◆ Work request ◆
Find the lines holding the string "worthy" in the data, then copy all of them.
***** Source material *****
PR #993, opened 2018-06-21
Attach query params to the nested quiz path

mendelB:
### What does this PR do?

This PR ensures we retain query parameters when redirecting a user to a nested Quiz

This is specifically important for SMS quizzes, where we'd like to keep the quiz un-gated while retaining User identity through the `user_id=` query parameter.

Refs [Pivotal ID #157751760](https://www.pivotaltracker.com/story/show/157751760)

### DIFF
--- a/resources/assets/components/Quiz/Quiz.js
+++ b/resources/assets/components/Quiz/Quiz.js
@@ -120,10 +120,11 @@ class Quiz extends React.Component {
       const resultBlockSlug = resultBlock.fields.slug;
 
       // Retain the current pathname while replacing the active quiz's slug with the resultBlocks slug
-      const newPath = location.pathname.replace(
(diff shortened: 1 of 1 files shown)


mendelB:
Hmm that's a good point. I'm seeing it actually persist now! When I was testing with Ashley it wasn't showing up, but I suspect now that we may have been looking at the wrong Keen.io event stream. Do you think it's a good idea anyway for us to attach the `search` or is there no use?

DFurnes:
Unless we're reading that query string from the URL for analytics (which we don't really want to be doing), it won't do anything to pass along. I'd vote against so we don't confuse ourselves.

mendelB:
Fair indeed! I'll close this poor guy out.

PR #994, opened 2018-06-27
Syncing env files

weerd:
### What does this PR do?

This PR adds a new composer package that helps to make sure our `.env` files are properly synced within our team. It follows the awesome blog post [Dot Env Files: The Silent Killer](https://tighten.co/blog/dot-env-files-the-silent-killer) by @calebporzio that shows how to use this package along with some composer scripts and git hooks to make sure we don't forget to update `.env` and `.env.example` files when environment variables are added or removed.

**NOTE: Make sure to run the following command in your repository directory!**
```
$ git config core.hooksPath githooks
```

### Checklist


githooks/post-checkout.sh
```diff
@@ -0,0 +1,13 @@
...
+# This hook is called with the following parameters:
+#
+# $3 - A flag indicating whether the checkout was a branch or file checkout
+
+isFileCheckout=0
+isBranchCheckout=1
+
+if [ $3 -eq $isBranchCheckout ]
+then
+    composer install
```
mendelB: Would this hook be running even if the branch checkout was done outside of the Homestead environment? 
Also, do you see it becoming possibly annoying to have to `composer install` for every branch checkout (personally -- sometimes I'll be doing rapid checkouts between branches...), or do you think it's a worthy sacrifice anyway?

weerd: So many questions!

weerd: I think the `chmod 777` is set on the file so you shouldn't _have_ to do it as well, but something we can see how it works out.

weerd: > Would this hook be running even if the branch checkout was done outside of the Homestead environment?

Not sure, and something I was curious about as well and figured we'd see how it shook out as we used it.

weerd: > Also, do you see it becoming possibly annoying to have to composer install for every branch checkout (personally -- sometimes I'll be doing rapid checkouts between branches...), or do you think it's a worthy sacrifice anyway?

Might be annoying, but it's much more annoying to run into trippy bugs because we're missing an environment variable. They're are the dumbest kind of headache!

mendelB: I feel ya. And remembering the Contentful API Key Mishap feel inclined to agree!

weerd:
Ran into an issue on Heroku (but could be just a general build step error not specific to Heroku), where the `.env` file was missing by the time the `post-install-cmd` runs for the `php artisan env:check` command. It errors out, since the file is missing to be able to run a check on it. Attempting to see if adding the `.env` creation command (which runs in `post-root-package-install` script as well) prior to the `env:check` command helps out 🤔

weerd:
This also doesn't necessarily resolve making sure our env variables are added on our Heroku Prod and Staging environments since the whole process on Heroku is a bit different 🤔 But this does help ensure that environments are in sync among the team during development.

weerd:
I'm going to close this PR for now. It's been sitting open for a while. I'll come back to it eventually and try to implement, but right now too much time has passed and it's just collecting dust.

PR #995, opened 2018-06-28
Remove activityFeed related fields and props

mendelB:
### What does this PR do?

This PR removes the deprecated `activityFeed` field and props from our application

Since we've moved over to 'Community Page's, the Campaign `activityFeed` is deprecated and no longer in use so:

- removed the `Campaign` Entity `activityFeed` field, and `parseActivityField` method
- removed the defunct `fillReportbackPosts ` method
- trashed the `activityFeed` props and logic from `CampaignPage`

#982

### DIFF
--- a/app/Entities/Campaign.php
+++ b/app/Entities/Campaign.php
@@ -20,90 +20,6 @@ use Contentful\Delivery\Asset;
 class Campaign extends Entity implements JsonSerializable
 {
     /**
-     * Fill with specified number of Reportback Post items.
-     *
-     * @param  \Contentful\Delivery\DynamicEntry $entry
-     * @return array
-     *
-     * @todo Temporary reportback post item filler based on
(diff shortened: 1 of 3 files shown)


app/Entities/Campaign.php
```diff
@@ -190,11 +106,6 @@ public function jsonSerialize()
             'campaignLead' => $this->parseCampaignLead($this->campaignLead, $this->additionalContent),
             'affiliateSponsors' => $this->parseAffiliates($this->affiliateSponsors),
             'affiliatePartners' => $this->parseAffiliates($this->affiliatePartners),
-            // @TODO: Why is it 'activity_feed' oy? ;/
```
weerd: The fabled comment from @DFurnes has finally had an opportunity to be addressed!

mendelB: This was my fave. RIP 😢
*****
◆ Task solution ◆
Also, do you see it becoming possibly annoying to have to `composer install` for every branch checkout (personally -- sometimes I'll be doing rapid checkouts between branches...), or do you think it's a worthy sacrifice anyway?
weerd: > Also, do you see it becoming possibly annoying to have to composer install for every branch checkout (personally -- sometimes I'll be doing rapid checkouts between branches...), or do you think it's a worthy sacrifice anyway?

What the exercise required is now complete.